Chapter 2 - Introduction to Party-Line Intercom Systems 13
4 The pin out of the headset connectors is as follows:
Four pin XLR
Pin 1 - Microphone common
Pin 2 - Microphone “hot”
Pin 3 - Headphone common
Pin 4 - Headphone “hot”
Five pin XLR
Pin 1 - Microphone common
Pin 2 - Microphone “hot”
Pin 3 - Headphone common
Pin 4 - Left Headphone “hot”
Pin 5 - Right Headphone “hot”
5 Since the power supply has a limited amount of XLR-3 connectors, splitter boxes are
used to expand the system. These boxes have all the connectors wired in parallel.
6 Some user stations have “loop-thru” connectors that allow “daisy chaining” stations
using a single connection to the power supply.
How Each System Works
Note
Drawings at the end of the chapter depict the systems being discussed.
First, please note that although these systems are full duplex and everybody could
theoretically talk at once, this is not at all practical or desirable. The usual operation is the
director or lead person has their microphone enabled all the time, while all other
microphones are switched off. These microphones are switched on only long enough to
supply an answer, make a request, or give data. In some cases, especially in noisy
environments, all microphones are off and only switched on as required. Because the
Party-Line concept has so many signal sources, this operational protocol is the only way
the Party-Line can be effective. And this is the reason for the system “mic kill”
(microphone turn-off) capability, for the situation where a station is unmanned but has its
microphone enabled.
These systems use voltage controlled current sources (or similar electronics) to apply a
signal to the intercom line.
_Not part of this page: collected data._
PR #190, opened 2026-09-04
feat(p2p,cli): `only_global_ips` config key, strict by default, for both address families

dazwin:
Stacked on #186 (base is `feat/ipv6`); the diff here is the two commits on top of it.

## Why

KwaaiNet carried an allowance for IANA-reserved address space in code: `is_routable_v4` admitted RFC2544 and RFC5737, the internal `require_global_ips` switch defaulted off and was hard-coded off in the CLI, and every comment explaining why named one particular docker topology. A deployment detail had become the crate's default, and a node on the internet could announce a benchmarking-range address with no way to refuse it. #186 removed the same carve-out on the IPv6 side outright; this PR puts both families under one operator decision.

## What

- **`only_global_ips`** is a config.yaml key, default `true`, named for the libp2p AutoNAT knob it drives. It reaches the daemon's `AddrPolicy`, the relay manager's candidate filter and `autonat::Config::only_global_ips`, so the swarm's one address-class check and the classifier cannot disagree.
- **On (default):** RFC2544 and RFC5737 on v4, unique-local and the documentation and benchmarking prefixes on v6 are rejected like private space. **Off:** the lenient tier admits them. The transition ranges (Teredo, 6to4, ORCHID) are rejected in both tiers. This restores a lenient v6 tier so v4 and v6 follow the same rule.
- `is_announceable` now means the default policy; `is_announceable_with` takes the configured one.
- Nothing in the crate names any deployment. `NetworkConfig::for_tests` keeps the lenient setting because its loopback fixtures are tabled through AutoNAT's dial-back, which the strict setting refuses to make to 127.0.0.1.
- Docs (`BOOTSTRAP.md`, `IP_DISCOVERY.md`, `NATIVE_P2P_SECURITY.md`) and the changelog updated, including a **Changed** entry: a deployment on reserved space must now set `only_global_ips: false`.

`NetworkConfig::require_global_ips` keeps its internal name for now: it is on main and in the published 0.6.8 crate, and #185 reads it by that name. Renaming it is a one-line follow-up once both land.

## Verified

`cargo fmt --check`, `clippy --all-targets -D warnings` on `kwaai-p2p` and `kwaainet`, and the full test suites of both, on this branch and on the integration branch with #185 merged.


RezaRassool (commented):
## Review — seven findings

Reviewed the two commits on top of `feat/ipv6` (#186) in a clean worktree and ran the full `kwaai-p2p` suite against them — 120 unit tests plus all integration targets, all green. Worth flagging that this was a manual run: **this PR has no test CI**, only the release workflow's `plan` job, so `Test`/`Clippy`/`Format`/`Windows check`/`WASM` never ran.

The v6 masks check out (`3fff::/20` as `s[1] & 0xf000 == 0`, `2001:2::/48`, ULA via `is_unique_local`, and the transition ranges staying rejected in both tiers), and `for_tests` keeping the lenient setting is correct — AutoNAT's `only_global_ips` gates the observed address of the peer connection, so a strict test node would refuse loopback dial-backs.

### Findings

1. **`core/crates/kwaai-p2p/src/relay_manager.rs:140` — the relay tier still ignores the v6 half of the policy.** `RelayManager::new` was given a bare `strict: bool` instead of the `AddrPolicy` that `service.rs:498` already holds, so relay-candidate selection applies only `only_global_ips`. `service.rs:2286` hands `note_identify` the raw `info.listen_addrs`, and `relay_manager.rs:280` takes the *first* match and pins it in `entry.1` for as long as the peer keeps listing it.

   Concrete failure: a v4-only host (`ipv6: false`, or `Auto` resolving to unavailable) meets a relay that's publicly reachable only over IPv6. Its v4 address is a LAN address and gets filtered; its `/ip6/2606:…` passes `is_relay_candidate_addr(_, true)`. So the node pins the v6 address, every reservation attempt fails on a host with no v6, and it never tries anything else for that relay — the metro-win "2350 `listen_on` refused" mode. Inherited from #186, but this is the PR threading the policy, and finding 2 is exactly the fix.

2. **`core/crates/kwaai-p2p/src/addresses.rs:253`** — `AddrPolicy::relay_candidate` is added and **never called anywhere in the tree**; `relay_manager.rs` uses the free `is_relay_candidate_addr(a, self.strict)` instead. It's dead `pub` code, so no `dead_code` warning fires, and it leaves two overlapping APIs for the same question — the drift the module docs say the policy type exists to prevent. Either call it from `RelayManager` (fixing finding 1) or drop it.

3. **`CHANGELOG.md:14` and `core/crates/kwaai-cli/src/config.rs:247`** — the key is wired only into the native path (`node_native.rs:176`). A node with `native_p2p: false` still runs `node.rs::is_globally_routable_v4`, which accepts RFC5737 unconditionally and whose `Ip6` branch rejects only unspecified/loopback, so ULAs are announced too. Meanwhile the changelog states flatly that "IANA-reserved address space is rejected by default" and `docs/BOOTSTRAP.md` lists the key with no caveat — where the sibling `ipv6` field's doc (`config.rs:304`) does say "**Native path only** … The p2pd path ignores this". Same class of trap as `force_private` not being settable via `config set`. Moot if #191 merges first, which is where it currently sits in the order.

4. **`core/crates/kwaai-p2p/src/reachability.rs:521`** — the default tier is now nearly untested. `plain()` hard-codes lenient and almost every fixture address is RFC5737 documentation space (`203.0.113.7`, `198.51.100.1`), which the new default rejects. Only `only_global_ips_excludes_the_reserved_ranges_from_consensus` builds a strict state, so a regression in AutoNAT promotion, UPnP or identify consensus **under the shipped default** would pass the suite. Flipping `plain()` to strict with a real public address (keeping one explicit lenient case) would put the coverage where the default now is.

5. **`docs/NATIVE_P2P_MIGRATION.md:636`** — the rename commit changed this line to `only_global_ips` but left "default false" in place, so the doc now asserts the opposite of the shipped default on the very line the PR touched.

6. **`docs/IP_DISCOVERY.md:203`** — the heading "The classifier, and why it accepts ULAs" survives a rewrite whose body now says ULAs are rejected under the default policy and admitted only in the lenient tier.

7. **`core/crates/kwaai-p2p/src/addresses.rs:32` (also `config.rs:200`)** — "It is driven from the same key, so the swarm and the classifier cannot disagree" overstates it: `autonat`'s `is_global_ip` and the crate's strict classifiers are different rulesets. With the key on, AutoNAT accepts Teredo, 6to4, ORCHID, `3fff::/20` and `2001:2::/48` which `is_globally_routable_v6` rejects; and AutoNAT rejects `0.0.0.0/8`, `192.0.0.0/24` and `240.0.0.0/4` which `is_globally_routable_v4` accepts. Concretely, a node whose only address is 6to4 gets an AutoNAT `Public` verdict that `reachability.rs:288` then discards as non-announceable — benign, but it's the disagreement the comment promises cannot happen. Softening to "driven from the same key, so neither can be tightened without the other" would be accurate.

### Note

`is_announceable`'s meaning flips from lenient to strict with no signature change, and `kwaai-p2p` is a published crate re-exporting it at the root. No in-repo caller is affected, but out-of-repo callers change behaviour silently — worth a changelog line under the crate's own heading.

dazwin:
Rebased onto the new `feat/ipv6` head (f6fe00b3, on main with #191/#192; two conflicts in the `config set` key list where #191 removed `native_p2p`, resolved to main's deletion) and pushed `cdb54678`.

1 and 2. **Relay tier ignores the v6 half — fixed.** `RelayManager::new` takes the `AddrPolicy` that `service.rs` builds from what actually opened, and both selection sites call `AddrPolicy::relay_candidate`; the free `is_relay_candidate_addr` is deleted and its metro-win rationale moved onto the method. Test: an `ipv6: false` host offered `[/ip6/2606:…, v4]` dials the v4 address; fails with the old logic swapped back.
3. **Moot after #191.** No `node.rs::is_globally_routable_v4` exists on main; the changelog and BOOTSTRAP.md name no path.
4. Fixed: `plain()` is strict with real public fixtures (`8.8.8.8`, `1.1.1.1`); one explicit `lenient()` case remains for the reserved-range exclusion test.
5. Fixed: "default true", and the "opt-in tightens" line now says default-on rejects and `false` restores the lenient tier.
6. Fixed: heading reads "why it rejects ULAs by default"; the body already said the lenient tier admits them.
7. Fixed: softened to "neither can be tightened without the other" in both places.
Note: changelog line under `[Unreleased] / Changed`, prefixed `kwaai-p2p:`, pointing out-of-repo callers at `is_announceable_with(addr, false)`.

Checks: fmt clean, clippy clean, `cargo test -p kwaai-p2p` 123 unit + all suites green, `cargo test -p kwaainet --bin kwaainet` 258 passed. This PR still has no test CI of its own since it targets a branch; it inherits the run from the rebase push.

RezaRassool:
## Not conflicting — blocked behind #186

No action needed on this PR itself: it is `MERGEABLE/CLEAN` against its base. It simply cannot merge until **#186** lands, since it is stacked on `feat/ipv6`.

#186 now conflicts with `main` in four files and I have asked for a rebase there. Once that merges, this retargets to `main` automatically and should be straight through — its two review findings (threading `AddrPolicy` into `RelayManager`, and `relay_candidate` becoming the live call site rather than dead `pub` code) are already fixed.

One thing to re-check after the retarget rather than now: #191 deleted the p2pd path, so this PR's third finding — that `only_global_ips` is wired only into the native path while `node.rs` still accepts RFC5737 unconditionally — should be moot. Worth confirming the changelog and `docs/BOOTSTRAP.md` wording no longer implies a p2pd caveat that cannot apply any more.

Context: `main` is now `cec33a70`; #214, #185, #193, #204, #205, #200, #203 and #194 landed on 10–11 September. Re-run `core/patches/fetch-patches.sh` after pulling — #204 added a third patched crate and `cargo` will not load the workspace without it.

dazwin:
Rebased onto the new `feat/ipv6` head `691465e7` (`git rebase --onto`, this PR's four commits only) and pushed `9dfa65e4`. Same 14 files as before; base stays `feat/ipv6`.

Conflicts were against #200's relay-manager rework, not #186: `RelayManager::new` keeps #200's `parse_configured`, holds and `pick_candidate` with `AddrPolicy` threaded through, and the `service.rs` call keeps both `policy` and `.with_initial_peers(...)`. A stored rerere resolution had missed #200's new `initial_peers_are_configured_candidates` test call; corrected inside the commit. Both selection sites call `policy.relay_candidate` (relay_manager.rs:304/316); `is_relay_candidate_addr` is deleted, and nothing on main outside relay_manager.rs and its own tests called it.

Red/green: with the old strict-only check swapped into both sites, `a_v4_only_host_does_not_pin_a_relay_at_its_v6_address` fails at relay_manager.rs:1140 (the v6 address is picked); restored, passes. All seven #200 relay tests pass. Finding 3 confirmed moot: neither CHANGELOG.md nor docs/BOOTSTRAP.md carries a p2pd caveat for `only_global_ips`, and this PR's hunks never mention p2pd.

One thing to know about the new gate: `check_orphaned_docs.py --base origin/feat/ipv6` passes, which is what CI runs for this base. Against `origin/main` it reports a false positive at `addresses.rs:183` (`is_globally_routable_v6` has its own doc block; the cumulative two-PR diff aligns a bare `///` line from main's old block with it). It disappears once #186 merges, so nothing to change here.

Checks: fmt, clippy, `kwaai-p2p` 269 passed, `kwaainet --bin` 295.

dazwin:
Follow-up on the red *Orphaned doc comments* check on this PR, run 34656961265.

The job rendered `--base "origin/main"` although this PR's base is `feat/ipv6` (the run's own `pull_requests` entry says so, the timeline has no `base_ref_changed`, and `ci.yml` on the branch uses `${{ github.base_ref }}`). I cannot explain that from here; you may want to look at why the workflow triggered at all under `pull_request: branches: [main]`.

What it flagged is a checker false-positive class rather than an orphaned doc: `is_globally_routable_v6` has its own five-line block at HEAD, but in the cumulative two-PR diff against main one bare `///` line of that block aligns with a bare `///` in the block main had at that spot, so the walk up from the inserted `pub fn` meets an unchanged context line and reports "inherits: ///". I tried reflowing that doc into one paragraph and the same alignment simply moved to `ipv6_loopback_available` next door, so I dropped that commit rather than chase it. The rule that would remove the class is to require the whole preceding block to be unchanged context, not any line of it; a genuinely stolen doc block has no added lines in it at all.

Against the real base, `check_orphaned_docs.py --base origin/feat/ipv6` passes, and so does `feat/ipv6` itself against main, so this goes green once #186 merges and GitHub retargets it.

PR #191, opened 2026-09-04
chore: drop the Go p2pd daemon — every node is native

dazwin:
## Summary

Every node in the fleet runs rust-libp2p in process, so the Go `go-libp2p-daemon` child process, the Go toolchain it dragged into every build, and the release plumbing that shipped `p2pd` beside `kwaainet` are dead weight. This removes the Go half.

**`kwaai-p2p-daemon` stays, name unchanged.** It is the control-socket protocol crate in both directions: `ControlServer` is what the native node serves on `/tmp/kwaai-p2pd.sock`, and `P2PClient` is what `storage serve`, `shard serve`, `rag`, `vpk`, `inference_mux`, the gRPC server and ~18 CLI files use to reach the node. Only `daemon.rs`, the Go/git steps of `build.rs`, and the compiled-in binary path are gone. The crate now builds with protoc alone.

### What changed

- **CLI**: `run_node` always runs the native node (`node.rs` 2657 → 679 lines; the p2pd branch, its watchdog/restart cycle, the loopback RPC listener and `find_p2pd_binary` are deleted). `native_p2p` is a warn-and-ignore tombstone; `config set native_p2p` is rejected. `setup --get-deps` is a hidden no-op. `kill_orphaned_p2pd`, `setup.rs`, and the p2pd arms of the updater are removed. `uninstall` still removes a legacy `p2pd` file next to `kwaainet`.
- **Tests**: the eight `kwaai-network-tests` tiers that spawned the real Go daemon as a reference (04–10, 12) and the harness are deleted; tier 11 keeps its native-to-native case; tier 13 and the crate's `control_server.rs` (pipe mode, unary, handler ownership) already cover the protocol natively. Six `P2PDaemon` examples deleted.
- **Packaging/CI**: cargo-dist `extra-artifacts`, `scripts/build-p2pd.sh`, `nix/p2pd.nix`, every `setup-go` step, the release-archive p2pd injection and installer `_bins` patches, and the Go sections of `setup.sh`/`setup.ps1` are removed. Releases no longer ship `p2pd`.
- **Docs**: README, CONTRIBUTING, CLAUDE.md, nix/README, runbooks, CHANGELOG (Unreleased).

### Not in this PR: the IPC protocol

Dropping the socket protocol is a separate, larger change. Three things block it: `storage serve` / `shard serve` / `block_rpc` register *inbound* libp2p handlers on the node's behalf from another process and `kwaai.proto` has no equivalent; `inference_mux` uses pipe mode (raw byte stream over the socket) with no gRPC analogue; and the gRPC server is itself a socket client. Suggested path: move the handler-registering subcommands in process (`node_native.rs` already does `handle.add_unary_handler` directly), port the read-only consumers to `Session` ops that mostly exist, then retire `p2pd.proto`.

### Verification

- Built and tested with `go` shimmed to exit 127: `cargo build --workspace`, `fmt --check`, `clippy --all-targets -D warnings`, `cargo test -p kwaainet -p kwaai-p2p-daemon`, `KWAAI_INTEGRATION_TESTS=1 cargo test -p kwaai-network-tests` all pass.
- Sealed NAT test bed on this binary: Bob→Eve storage matrix cold+warm 4/4 (inbound handler registration over the socket still works, NAT→NAT included); all eight nodes announce on the map.
- A config carrying `native_p2p: false` starts a native node and logs the warning; `config set native_p2p false` refuses.

### Follow-ups

- KwaaiNetGUI's CI copies `p2pd` out of the KwaaiNet release archive; a matching GUI change (stop bundling it) is prepared and must land before the first release cut from this.
- kwaaiai-env drops its `nat-test-overlay-p2pd` service (committed locally).


RezaRassool (commented):
## Review — in good shape, four findings

The big one, and it holds up. I read every hunk, checked for dangling references to every deleted item (`P2PDaemon`, `DAEMON_BINARY_PATH`, `find_p2pd_binary`, `setup::`, `kill_orphaned_p2pd`, `harness`, `unsigned-varint`, `libc`, the nix `p2pd` attr, `extra-artifacts`, `build-p2pd.sh`) and found none, confirmed `proto/p2pd.proto` is still tracked so the slimmed `build.rs` generates, and ran `cargo check --workspace --all-targets` on the branch in a throwaway worktree — exit 0, no new warnings.

Also confirmed the parts that would be easy to lose: `node_native` does register all four node handlers (hello, ollama-proxy, capacity-lease, shard-proxy) plus the mux server, and honours `public_port`/`announce_addr`, so the deleted p2pd path leaves no functional gap. The deleted tier 12 (pipe mode) is genuinely covered by `kwaai-p2p-daemon/tests/control_server.rs`.

**Worth knowing: this is second in the merge order, right after #192.** Landing it early deletes findings in three other open PRs — #201's most severe one (the p2pd announce path still publishing the bad range), #194's `setup --get-deps` trap, and #190's p2pd-path caveat. It shrinks the queue's total work, not just its length.

### Findings

1. **`core/crates/kwaai-cli/src/daemon.rs:243` — the one I'd fix before merge.** `kill_orphaned_p2pd()` was removed from `stop_process()` and from the `restart` arm (`main.rs:433`). A legacy `p2pd` orphaned by a hard kill still holds the p2p port; `ControlServer::bind` steals the socket file so startup *looks* fine, but the swarm's `listen_on` failure is async — so the node comes up with no listen address and no error. Worth keeping the reaper for one release even though nothing spawns p2pd any more.

2. **`core/crates/kwaai-cli/src/main.rs:703`** — the rewritten `node-health` socket resolution formats `/unix/{sock}` with no `#[cfg(unix)]` guard, unlike `node_native::control_socket_addr()`. On Windows with `KWAAINET_SOCKET` set it reports the node unreachable. The hunk fixed the no-override case and left the override branch wrong.

3. **`core/crates/kwaai-p2p-daemon/src/lib.rs:26`** — the new usage example calls `P2PClient::connect(DEFAULT_SOCKET_NAME)`, but `connect_stream` only accepts `/ip4/`, `/ip6/` or `/unix/` prefixes, so it always returns `Unsupported multiaddr format: /tmp/kwaai-p2pd.sock`. Should be `default_socket_addr()`. `rust,no_run` hides it from CI. Same snippet in that crate's `README.md:32`.

4. **`core/crates/kwaai-cli/src/config.rs:1212`** — `config set native_p2p` now bails, but `tests/kwaai-network/stress/README-metro.md` still instructs running it at lines 50, 109 and 151, and `docs/NATIVE_P2P_SECURITY.md:318` still calls `native_p2p: false` a correct default.

PR #192, opened 2026-09-04
chore(distrib): move nix/ to distrib/nix/

dazwin:
Moves `nix/` to `distrib/nix/` so every distribution mechanism has one home. Debian and RPM packaging follow into the same directory in later PRs; this one is deliberately pure motion so those rebase cleanly.

## The part worth reviewing

`crane.nix` and `proto.nix` reach the repository root by **relative path**, and they are a directory deeper now:

| File | Before | After |
|---|---|---|
| `crane.nix` (4 sites) | `./..` | `./../..` |
| `proto.nix:13` | `../core/…` | `../../core/…` |

A path that silently resolves to `distrib/` instead of the root fails a long way from the cause, so these were verified by evaluation rather than by reading (below). Every other `.nix` file is sibling-relative and moves as a unit.

## Left alone deliberately

- **The root `Makefile` and `.github/workflows/release-riscv.yml`** use flake *attribute* names (`nix build .#kwaainet`), never paths. No edit needed.
- **`distrib/nix/shell-functions/ascii-art.nix`** references `./docs/assets/…` CWD-relative at shell-hook runtime, not as a Nix path.
- **`docs/NATIVE_P2P_MIGRATION.md`** mentions `nix/p2pd.nix` and `nix/crane.nix` in four places. It is a historical migration record describing the layout at the time; rewriting it would add churn to a doc nobody greps for build paths.
- **`distrib/nix/README.md`** keeps six bare `nix/` strings that are `nixos.org/nix/install`, `/etc/nix/nix.conf` and `/nix/store/`. A blind `sed` over that file corrupts them.

## Verification

Nix isn't installed on the machine this was written on, so the flake was evaluated in a `nixos/nix` container against the moved tree:

| Output | Result |
|---|---|
| `packages.kwaainet` | `kwaainet-0.6.8.drv` — version read through `./../.. + "/core/Cargo.toml"` |
| `packages.p2pd`, `packages.protoRs` | evaluate |
| `kwaainet-container`, `kwaainet-all-container` | evaluate |
| `test-two-node`, `test-containers`, `checks.kwaainet-smoke` | evaluate |
| `devShells.default`, `formatter` | evaluate |
| `packages.x86_64-linux` attr names | all 29, including every cross target and `test-cross-smoke-*` |

The strongest signal: `multistream-select-0.13.0-slashless` and `libp2p-kad-0.48.0-multi-protocol` **built**, which only happens if both `core/patches/` paths resolve and the patches apply. The x86_64 enumeration exercises `cross.nix`, `overlays/cross-fixes.nix` and `tests/cross-smoke.nix` through their new import paths.

Also adds `distrib/README.md` — an index, plus the two footguns for whoever edits this next (flakes only see git-tracked files; the root-relative paths).


RezaRassool (commented):
## Review — no findings

Clean, and the only PR in the current queue I found nothing in. Verified well beyond the hunks:

- **Root-relative paths re-depthed correctly.** `distrib/nix/crane.nix` uses `./../..` at all four sites (`core/Cargo.toml`, both `core/patches/*.patch`, `craneLib.path .../core`); `distrib/nix/proto.nix:13` uses `../../core/crates/kwaai-p2p-daemon/proto`. From `distrib/nix/`, `../..` is the repo root — both right.
- **No other repo-relative path escaped.** Scanned every moved `.nix` for `..`, `src =`, `readFile` and path literals: `cross.nix`, `devshell.nix`, `tests/default.nix`, `containers.nix`, `packages.nix`, `p2pd.nix`, `overlays/cross-fixes.nix` and all `tests/*` are strictly sibling-relative and move as a unit. `tests/cross-smoke.nix` uses `pkgs.path`, which is nixpkgs rather than the repo.
- **All 13 import sites in `flake.nix` updated** — no `./nix/` string survives anywhere in the tree.
- **Nothing else references the old path.** Checked the Makefile, all 11 workflows, `.gitignore`, `.gitattributes`, `.dockerignore`, `Dockerfile.eve`, `docker-compose.eve.yml`, `scripts/`, `.githooks/`, `setup.sh`, `setup.ps1`, `KwaaiNet.code-workspace`, `core/Cargo.toml`. The workflows use flake *attribute* names only, so your note about that is accurate. No workflow `paths:` filter mentions `nix/**`.
- **Links resolve.** `distrib/README.md`'s `[nix/](nix/README.md)` correctly resolves to `distrib/nix/README.md`; the moved README has only absolute URLs, so nothing broke by going a level deeper.

Two things I looked at and decided were not findings: `docs/NATIVE_P2P_MIGRATION.md` still names `nix/p2pd.nix` and `nix/crane.nix`, which is the historical record you deliberately left alone; and no CI job builds the flake, so the move is unverified by CI — your container evaluation is the right substitute, since it actually *builds* both patched crates, which is the only thing that proves the `core/patches/` paths resolve.

**This is first in the merge order** — it unblocks #193 → #194, and #204's blocking fix needs to land in `distrib/nix/crane.nix` rather than the old path.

All the signals applied are summed and converted to a voltage
at the single termination resistor or electronic impedance. The current sources (or similar
circuits) have output impedances of 10,000 ohms or greater. The loading effect of the
station on the intercom, say in a 200 ohm terminated system is, worst case, 10,000 ohms in
parallel with 200 ohms. This results in a change of the system termination to 196 ohms, a 2
percent change. This, in turn, causes a voltage change of 2 percent or 0.175dB, an
imperceptible change. It takes 20 stations across the line to cause a 3dB change, a
perceptible but not significant change. The volume controls in the user stations easily
adjust for this change. In the “not so” worst-case situation, these systems can work with up
to 75 stations, provided enough DC power is available. The work-around in this case, in
the RTS
™
TW system, is a switch on the power supply which doubles the system
impedance. Then, two power supplies can divide the DC load and are coupled together
with capacitors to end up with the 200 ohm termination and twice the user stations. In the
case of Clear-Com, the system termination is not electronic but a passive resistor. If an
adapter is made, the same trick can be done in a Clear-Com
®
system power supply. In the
case of Audiocom® intercoms, paralleling two power supplies with capacitors would
result in an impedance of 150 ohms which could still be usable in some instances.